- [What to produce]
Read the entries below and pull out each line with the string "Eigen".

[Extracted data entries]
PR #3291, opened 2026-03-07
Reuse direct reverse mode autodiff specializations for known laplace distributions

### LINKED ISSUE #3287: Reuse direct reverse mode autodiff specializations for known laplace distributions
3f310e79f58c315f148540f0938a6c3f4ea09ac7 is a commit that has the specialized reverse mode functions for the explicit laplace distributions. for instance the file [here](https://github.com/stan-dev/math/commit/3f310e79f58c315f148540f0938a6c3f4ea09ac7#diff-e009125f8c76f0f3d07ebe55b87297775b9a716a442942f24885eb15ff4b5a43) that has reverse mode specializations for `neg_binomial_2`. Right now we use embedded reverse and higher order autodiff to calculate these from the likelihood function. If we need to speedup laplace one of the first places we should look is adding these back.

ishaan-arora-1:
I've implemented a fix for the issue. I found that we can bypass the expensive nested autodiff by providing specialized `diff()` and `third_diff()` methods directly within the likelihood functors like `neg_binomial_2_log`.

I think this should be a good fix considering we've added type traits (e.g., `has_custom_diff`) to compile-time dispatch these specialized methods without breaking the generic autodiff fallback for other distributions. Computations derived from the original implementation (commit 3f310e7) were adapted to match the current API structure, which should bring back the performance gains.

Resolves #3287

### DIFF
--- a/stan/math/mix/functor/laplace_likelihood.hpp
+++ b/stan/math/mix/functor/laplace_likelihood.hpp
@@ -31,9 +31,8 @@ template <typename F, typename = void>
 struct has_custom_diff : std::false_type {};
 
 template <typename F>
-struct has_custom_diff<F,
-    std::void_t<decltype(std::declval<const F&>().diff(
-        std::declval<const Eigen::VectorXd&>(), 1))>>
+struct has_custom_diff<F, std::void_t<decltype(std::declval<const F&>().diff(
+                              std::declval<const Eigen::VectorXd&>(), 1))>>
     : std::true_type {};
 
 template <typename F>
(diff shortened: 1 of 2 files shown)


SteveBronder:
This is cool! Can you do a benchmark of this vs the old version to see what the difference in performance is?

SteveBronder:
Also, do the benchmark first, but if the benchmark works then I think I'd prefer having two overloads instead of an if constexpr here as the if statements / nested if statements can be a bit much for readability. See the example below

https://godbolt.org/z/bjhrdKo4E

I have this repo for benchmarking stan stuff that may be useful, but we also have google benchmark

https://github.com/SteveBronder/stan-perf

- [Answer box]
-        std::declval<const Eigen::VectorXd&>(), 1))>>
+                              std::declval<const Eigen::VectorXd&>(), 1))>>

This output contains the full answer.